** Records for processing follows **

PR #23, opened 2016-08-03
Fix escript shell function

minijackson:
A `shift` that doesn't need to be here, I think


bitwalker:
Was this broken? Unless I'm mistaken first shift drops the command name, "escript", the second one drops the escript path, so that the remaining args can be passed with `$@`.

minijackson:
Oops, I guess the nodetools function above and a confusion between $0 / $1 must have got me… Sorry for the wasted time.

PR #27, opened 2016-08-05
Update the version for distillery dep

sanrodari:


bitwalker:
I'm going to fix this manually since it's conflicted. Thanks anyway!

** End of Records for processing **

The answer should be the entries, given again without a single difference.

PR #23, opened 2016-08-03
Fix escript shell function

minijackson:
A `shift` that doesn't need to be here, I think


bitwalker:
Was this broken? Unless I'm mistaken first shift drops the command name, "escript", the second one drops the escript path, so that the remaining args can be passed with `$@`.

minijackson:
Oops, I guess the nodetools function above and a confusion between $0 / $1 must have got me… Sorry for the wasted time.

PR #27, opened 2016-08-05
Update the version for distillery dep

sanrodari:


bitwalker:
I'm going to fix this manually since it's conflicted. Thanks anyway!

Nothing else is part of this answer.